I discovered de-facto restrictions on variables names, and I’m wondering 1) if they are intended and 2) perhaps someone will benefit from a topic about them because I couldn’t find any mention of them in the docs, here, or on github.
import numpy as np
import pymc3 as pm
debug_y = np.random.normal(loc=1, scale=1, size=200)

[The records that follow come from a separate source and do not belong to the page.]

Issue #7063, opened 2021-11-29
proc: implement cleanup/removal of completed processes


pmrowla:
`ProcessManager` does not automatically remove completed processes from the managed directory (so that exit status and output logs can be retrieved completion). The manager API will still need to support cleaning up these process directories once they are no longer needed.

- [ ] `remove` - note that `remove()` should support forcefully terminating existing running processes
- [ ] `cleanup`

Follow up to https://github.com/iterative/dvc/pull/7048
Prerequisite for https://github.com/iterative/dvc/issues/6267

PR #7067, opened 2021-11-30
proc: implement cleanup/removal  (#7063)

karajan1001:
fix: #7063
Add `cleanup` and `removal` function to ProcessManager

### DIFF
--- a/dvc/proc/manager.py
+++ b/dvc/proc/manager.py
@@ -5,12 +5,12 @@ import logging
 import os
 import signal
 import sys
-from typing import Generator, List, Optional, Union
+from typing import Generator, List, Optional, Tuple, Union
 
 from funcy.flow import reraise
 from shortuuid import uuid
 
-from .exceptions import UnsupportedSignalError
+from .exceptions import ProcessNotTerminatedError, UnsupportedSignalError
 from .process import ManagedProcess, ProcessInfo
 
 logger = logging.getLogger(__name__)
@@ -27,8 +27,11 @@ class ProcessManager:
     def __init__(self, wdir: Optional[str] = None):
         self.wdir = wdir or "."
 
-    def __iter__(self):
-        return self.processes()
+    def __iter__(self) -> Generator[str, None, None]:
+        if not os.path.exists(self.wdir):
+            return
+        for name in os.listdir(self.wdir):
+            yield name
 
     def __getitem__(self, key: str) -> "ProcessInfo":
         info_path = os.path.join(self.wdir, key, f"{key}.json")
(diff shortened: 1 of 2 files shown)


dvc/proc/manager.py
```diff
@@ -85,8 +88,21 @@ def remove(self, name: str, force: bool = False):
...
-        raise NotImplementedError
+        if not os.path.exists(self.wdir):
+            return
+        for name in os.listdir(self.wdir):
+            try:
+                process_info = self[name]
+            except KeyError:
+                continue
+            if process_info.returncode is not None:
+                remove(os.path.join(self.wdir, name))
```
pmrowla, line 108:
```suggestion
        for process_info in self.processes():
            if process_info.returncode is not None:
                remove(os.path.join(self.wdir, name))
```

No reason to duplicate the iterator exception handling when we can just use `self.processes()`

karajan1001: `cleanup` has no name here?

pmrowla:
Can we mark this WIP until the other PR is merged (this is blocked until `kill()` is actually implemented)

dvc/proc/manager.py
karajan1001: Currently, the self.processes() don't provide name info. We have several choices:
1. add `name` to ProcessInfo. 
2. return a (name, ProcessInfo) in `processes()` .
3. return `name`/`key` list in `__iter__(self)`.

For myself, I'd more prefer `3`.

pmrowla: 3 is probably the best option here (see also https://github.com/iterative/dvc/pull/7048/files#r756744379)

pmrowla: > `cleanup` is at the manager level, and should remove all stale processes. To remove individual named processes, the caller should just use `remove()`

pmrowla: One thing I was thinking is that eventually `cleanup` may need a `force` parameter, to remove all processes whether or not they are still running, but that's not a requirement for now.

pmrowla:
@karajan1001 looks like the signal handling tests are flaky
```
        if process_info.returncode is None:
            try:
>               os.kill(process_info.pid, sig)
E               PermissionError: [Errno 1] Operation not permitted

/home/runner/work/dvc/dvc/dvc/proc/manager.py:104: PermissionError
```

Since the tests assign dummy integer PIDs for our running and terminated processes, you need mock out the actual `os.kill` calls. In this case, the test for "process doesn't exist" fails because the dummy PID is actually a valid process on the test machine

pmrowla (approved):

PR #7084, opened 2021-12-02
exp: refactor (local) executors to start using process manager

pmrowla:

This does not change any user-facing DVC behavior, other than exp pidfile location (which was undocumented/for internal use only)

related to: https://github.com/iterative/dvc/issues/6440
prerequisite for: https://github.com/iterative/dvc/issues/6267

Currently in the experiments API, we have a clear separation between queuing/staging an experiment (generating a stash commit with the desired changes), and execution/reproduction. The problem right now is that "execution" includes other operations that should not be part of the "execution" step. Essentially both populating the temporary workspace and calling `Repo.reproduce` must always be done as a single operation right now. This is OK in the current local execution workflow, but does not work when we get into the remote scenario - populating the workspace is a push operation that must happen on the local machine, and repro'ing the experiment in that workspace is an operation that happens on the remote machine.

This refactor cleans up the exp executors API so that there is a clearer separation between operations that are not actually dependent on each other, and will allow us to serialize the executor state so that we can do different operations in separate DVC commands/processes when needed.

- introduce ExecutorManager class
- move executor init/execution/collection from `experiments.__init__` into the
  manager classes
- make executors serializable via ExecutorInfo
- move workspace repro into (managed) WorkspaceExecutor
- remove old exp run "pidfile" behavior in favor of serializing ExecutorInfo within process manager subdirs (alongside where process manager pidfiles/logs/etc are stored)

### DIFF
--- a/dvc/repo/experiments/executor/manager.py
+++ b/dvc/repo/experiments/executor/manager.py
@@ -1,0 +1,234 @@
+import logging
+import os
+from abc import ABC
+from collections import deque
+from typing import TYPE_CHECKING, Deque, Dict, Optional, Tuple, Type
+
+from dvc.proc.manager import ProcessManager
+
+from ..base import (
+    EXEC_BASELINE,
+    EXEC_HEAD,
+    EXEC_MERGE,
+    CheckpointExistsError,
+    ExperimentExistsError,
+    ExpRefInfo,
+    ExpStashEntry,
+)
+from .base import EXEC_PID_DIR
+from .local import TempDirExecutor, WorkspaceExecutor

with pm.Model() as DebugModel:
_a__ = pm.Normal('_a__', mu=0, sigma=1)
foo = pm.Normal('foo', mu=_a__, sigma=1, observed=debug_y)
debug_trace = pm.sample()
I found several cases that fail, with the “NUTS” message indicating the names were replaced internally
-
a___
“NUTS: [a]” -
a_a__
“NUTS: [a]” -
a____
“NUTS: [a_]” -
__a__
“NUTS: [_]” -
_a__
“NUTS: []” -
_aa__
“NUTS: []”
The following somewhat similar cases don’t fail:
a__
a_a_
__a
aa__
__a_
_a__a
These results are consistent with re.sub(r"_[^_]*?__$", "", original_var_name)
happening at some point.
Although the single variable example above indicates something is wrong at the sampling stage (“No posterior samples. Unable to run convergence checks”), I first discovered something was wrong in a model with some valid and some invalid variables name, but only after the sampling stage, when arviz raised a KeyError about missing var names.
Why did I have such odd variable names?
They were originally names with function calls that patsy can handle, converted to replace brackets and commas with underscores.